# When is Lyft coming to Australia



## BalooPrivateHire (Mar 31, 2017)

Wee need you here in Sydney


----------



## Adieu (Feb 21, 2016)

BalooPrivateHire said:


> Wee need you here in Sydney


You really WANT to be getting pings from Melbourne and Adelaide, then nastygrams threatening you for not driving "just" 2 days to pick them up and drive them three blocks to the corner store (where you wait again while they get pukey drunk and leisurely chainsmoke ~3 cigarettes as they're trying to hit on all women coming and going)???


----------



## Trump Economics (Jul 29, 2015)

BalooPrivateHire said:


> Wee need you here in Sydney


Standard of living is about to go way down, ahahahahahhaha


----------



## Adieu (Feb 21, 2016)

Trump Economics said:


> Standard of living is about to go way down, ahahahahahhaha


Bogans, rejoice!!


----------



## Trump Economics (Jul 29, 2015)

Adieu said:


> Bogans, rejoice!!


I want to be a Bogan. What's a Bogan? Thanks, Adieu PS, how do I "like" my own reply?


----------



## Adieu (Feb 21, 2016)

Trump Economics said:


> I want to be a Bogan. What's a Bogan? Thanks, Adieu PS, how do I "like" my own reply?

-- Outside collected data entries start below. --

PR #1170, opened 2026-08-15
Port ClickBench to SirixDB, and fix the three wrong answers it found

JohannesLichtenberger:
Ports [ClickBench](https://github.com/ClickHouse/ClickBench) — 43 analytical SQL queries over one 105-column web-analytics table — to SirixDB, and fixes the three wrong-answer defects the port found on the way.

## The port

`docs/CLICKBENCH.md` is the writeup. In short:

```bash
./gradlew :sirix-query:clickBenchLoad -Pclickbench.args="/tmp/cb-1m generate:1000000"
./gradlew :sirix-query:clickBench     -Pclickbench.args="/tmp/cb-1m --tries 3 --json /tmp/cb.json"
bundles/sirix-query/bench/clickbench/run-differential.sh 200000   # the correctness gate
```

The real dataset works too (`prepare-data.sh hits.parquet out.json [rows]`); the synthetic generator exists so the port runs without the 14 GB download, and it plants the literals Q19/Q40/Q41 filter on so those queries are not trivially empty.

Three translations are forced by the engine rather than chosen:

| SQL | JSONiq | why |
|---|---|---|
| `LIMIT n OFFSET k` | `fn:subsequence(expr, k+1, n)` | `[...]` is an array index in JSONiq, not a positional predicate — and this is the shape the top-k pushdown keys on |
| `HAVING` | a `where` after `group by` | XQuery 3.0 free clause ordering |
| `DATE_TRUNC('minute', t)` | `substring($t, 1, 16)` | timestamps are ISO-8601 strings, which order lexicographically, so `ORDER BY EventTime` and the `EventDate` ranges stay string comparisons |

The loader re-reads the first record and **fails the load** if a 64-bit id arrived as a string. ClickHouse's `JSONEachRow` quotes 64-bit integers by default, so the official `hits.json.gz` may carry `"UserID":"435090932899640449"` — that shreds as a string node, and then exactly three queries quietly return nothing while the other forty look plausible.

## The three defects

Each served a plausible number rather than crashing; all were found by differential testing.

1. **`sum`/`avg` over 64-bit integers wrapped at 2^64.** `AVG(UserID)` over 200k records answered `1.67921e13` where the true average is `5.71681e17` — the reported sum was exactly the true sum modulo 2^64. The kernels now detect overflow (exactly in the scalar lanes, by a magnitude bound in the SIMD page kernel) and redo the fold exactly; an overflowed `long[]` never reaches the `(source, field)`-keyed cache. The same wrap existed a second time in `PathStats`, which serves `sum`/`avg` directly whenever a path summary is on.
2. **`min`/`max` over a string column threw instead of answering.** `requireSupported` turns a decline into an error, so there was nothing to fall back to; `MIN(EventDate)` was simply unrunnable in the default configuration. String extrema are well defined, so the kernel answers them now. `sum`/`avg` over strings stay loud.
3. **An aggregate over a nested `for` on a grouped variable folded the whole input.** `sum(for $x in $g return $x.f)` in a group-by return was answered with the global fold, once per group; `count($g)` builds no inner pipeline and stayed correct, which is what made it hard to notice. `RegroupedSourceGuardStage` withdraws a claim whose scan source is a variable an enclosing `group by` has rebound. The root cause is upstream (see the companion brackit PR); fixing it there makes this stage redundant rather than wrong.

## Verification

* Three-way differential over byte-identical records — SirixDB fast paths, SirixDB interpreter, DuckDB — **0 mismatches on both legs** at 200k rows. Roughly a quarter of the queries are `ORDER BY <agg> DESC LIMIT 10` over data with many equal counts, so tie membership at the cut-off is engine-defined (DuckDB itself varies across runs); `compare-results.py` accepts a difference only when every differing row is tied at the window boundary, and marks a window lying entirely inside one tied group as *unverifiable* rather than counting it as checked.
* `TypedGroupByDifferentialTest` (96 assertions, every query through both pipelines) and `VectorizedAggregateExactnessTest`, whose expected values come from `BigInteger` rather than from the engine.
* `:sirix-query:test` (1155 tests) and `:sirix-core:test` green.
* No measurable cost: the ClickBench suite's hot total moved 76.2 → 75.6 s across the fixes.

## Measured

1M synthetic rows, 20 cores, no projection index: load 62.7 s for 1.36 GB, cold total 84.6 s, hot total 75.6 s over the 43 queries. That is 1M, **not** ClickBench's 100M, which extrapolates to ~1.7 h and ~136 GB and has not been run. The resource is loaded in the fast-ingest configuration — no path summary, no projection index — so these are the untuned row-path numbers; applying the projection index to the columns these queries touch is the obvious next step.

## Note for review

`spotlessJavaCheck` could not be run in this environment (the eclipse-formatter artifacts are not in the offline Gradle cache). The profile's mechanical rules were checked by hand on every touched file; please run `./gradlew :sirix-query:spotlessApply :sirix-core:spotlessApply` if CI's ratchet complains.

https://claude.ai/code/session_01464v97RZ1FGrnsAuww83P3


JohannesLichtenberger:
Closing as superseded: the ClickBench changes are already represented in origin/main (87 patch-identical commits plus the amended main equivalents for the two ingestion commits). No unique code from this PR remains to merge.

Bogans are trashy prole Aussies on the dole

Think section 8 / braaaah, sell us some ciggies and 40s for EBT maaaaan / do you has change 4 teh bus??


----------



## Trump Economics (Jul 29, 2015)

Adieu said:


> Bogans are trashy prole Aussies on the dole
> 
> Think section 8 / braaaah, sell us some ciggies and 40s for EBT maaaaan


10-4, over


----------